Я увидел, что это совершенно нездоровое явление. О каждом писателе, каким бы великим он ни был (Толстой, Шекспир) можно говорить, что нравится, а что — нет. У каждого бывают взлеты и падения, которые его совершенно не унижают. Короче говоря, меня так травили, что я почувствовал необходимость написать книгу о Солженицыне.

— А как у вас складываются отношения с теперешней властью?

— Я, к счастью, ни в каких отношениях с властью не нахожусь. Я вообще не считаю, что я должен быть с ней в каких-то отношениях. Да, я получил Государственную премию. Но дело в том, что когда мне объявили, что мне присуждена премия, я не знал, что ее будет вручать лично президент. Это был 2001 год, Путин только стал президентом. Да я и не думал, что получу эту премию.
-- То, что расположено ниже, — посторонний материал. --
PR #283, opened 2020-07-22
[a11y] Trap keyboard focus in DialogModal

ipc103:
[Asana Task](https://app.asana.com/0/1182623358122135/1182893274583740)

When the `DialogModal` is open, we should lock the focus inside of the modal to make it easy for keyboard users to interact with. This PR accomplishes this by using the [FocusScope](https://react-spectrum.adobe.com/react-aria/FocusScope.html) component from react-aria. We automatically trap focus inside the modal when it opens, and return focus to the last focused element when it closes. In addition, if a close icon is present, we allow the user to dismiss the modal using the Escape key. 

Screen Shot 2020-07-22 at 2 47 57 PM

### DIFF
--- a/package.json
+++ b/package.json
@@ -132,6 +132,7 @@
   "dependencies": {
     "@emotion/core": "10.0.10",
     "@emotion/styled": "10.0.10",
+    "@react-aria/focus": "^3.0.2",
     "lodash.round": "^4.0.4",
     "lodash.throttle": "^4.1.1",
     "lodash.uniqueid": "^4.0.1",
--- a/src/shared-components/dialogModal/index.tsx
+++ b/src/shared-components/dialogModal/index.tsx
@@ -2,6 +2,7 @@ import PropTypes from 'prop-types';
 import React from 'react';
 import ReactDOM from 'react-dom';
 import { Transition } from 'react-transition-group';
+import { FocusScope } from '@react-aria/focus';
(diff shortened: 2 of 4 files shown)


michaeljaltamirano:
> In addition, if a close icon is present, we allow the user to dismiss the modal using the Escape key.

Is this informed by any sort of WCAG or WAI-ARIA spec, or just our own flavor?

ipc103:
@michaeljaltamirano - just our own flavor. I haven't seen a spec that explicitly requires that the Escape key dismisses modals, and I can imagine cases where we might require an explicit confirmation before returning to the rest of the page. If that seems too restrictive, definitely happy to apply the escape key behavior for all instances.

michaeljaltamirano:
> @michaeljaltamirano - just our own flavor. I haven't seen a spec that explicitly requires that the Escape key dismisses modals, and I can imagine cases where we might require an explicit confirmation before returning to the rest of the page. If that seems too restrictive, definitely happy to apply the escape key behavior for all instances.

I'm not too familiar with the DialogModal development but I would venture to guess that the more restrictive version requires an explicit yes/no from a patient, so I think it's fine as is. Great use of the tool.

ipc103:
Super interesting! The component felt so intuitive to use and solved such an important problem that I almost cried 😂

Когда мне позвонил один из членов жюри и стал поздравлять с присуждением премии, я сказал ему, что президент еще не подписал указ и поздравлять пока рано. Он ответил: «Ну, если президент не подпишет, я поздравлю тебя дважды». У меня есть роман «Монументальная пропаганда», который довольно нелециприятно описывает советскую и постсоветскую действительность. И я подумал, что если мне, как автору этого романа, государство дало премию, значит, оно поощряет такую литературу. И тогда я не могу сказать, что не приемлю такую власть. Приемлю...

Но вообще я, слава Б-гу, не нахожусь с властью ни в каких отношениях и хочу, чтобы так продолжалось и впредь. Потому что советская власть, к сожалению, вынуждала меня находиться с ней в отношениях...

— Владимир Николаевич, а стихи вы писали только в молодости? Всем известна ваша песня «На пыльных тропинках далеких планет...»

— В молодости я писал стихи, но всегда хотел быть прозаиком. В 60-е годы я стал работать на радио и написал еще несколько песен. Мне казалось, что, как только у меня начнет что-то получаться в прозе, я эти стихи сразу же брошу. Осенью 61-го года я написал первую повесть, и как только ее опубликовали, я немедленно бросил писать стихи. И 25 лет их не писал. А через 25 лет начал снова, и теперь пишу одно-два стихотворение в год.

Кстати, известная песенка «Рулатэ», которая печаталась как «финская народная песня», на самом деле моя. В 60-х годах знакомый композитор привез оттуда мелодию и какой-то текст, который я совершенно не использовал, но написал так, чтобы легализовать песню:

Если к другому уходит невеста,

То неизвестно, кому повезло.

Строчки хорошие — для тех, от кого ушла невеста.

— В «Даре» Набокова герои рассуждают о том, что из литературы XIX века достойно войти в вечность. Что из русской литератeры XX столетия вы считаете достойным, чтобы войти в вечность?

— Надо прожить еще один век, тогда станет понятно. Думаю, Булгаков бесспорный кандидат, Зощенко, Гроссман. Платонов. Я говорю о прозаиках. О поэтах — Ахматова, Цветаева, Пастернак. Никаких новых имен я не назову.

— В последнее время вы стали рисовать. Скажите, эти «полюса», живопись и литература, усиливают друг друга, или между ними происходит борьба? К примеру, вы хотите рисовать, а тут что-то крутится на «писательском полюсе»?

— Рисовать я начал поздно — мне было 62 года, когда я впервые взял кисть в руки. Думал: как хорошо — мне иногда надоедает писать, и я, как у Маяковского, «землю попашет, попишет стихи», — немножко порисую, немножко попишу. Но выяснилось, что не получается! Когда я впервые увлекся живописью, то три года ничего не писал. А когда вернулся к литературе, на время перестал рисовать. Оказывается, я не умею совмещать.

Я только что закончил свою последнюю книгу (американцы никогда не говорят «последнюю», а говорят «позднейшую», чтобы это не звучало фатально). Так вот, когда я писал свою позднейшую книгу, я не рисовал. Порой, мне хотелось отвлечься на живопись, но я должен был сосредоточиться. А теперь я хочу немного отвлечься от литературы. Буду рисовать.

В заключение вечера Владимир Войнович прочел две своих сатирических сказки — «Сказку о глупом Галилее» и «Сказку о голом короле».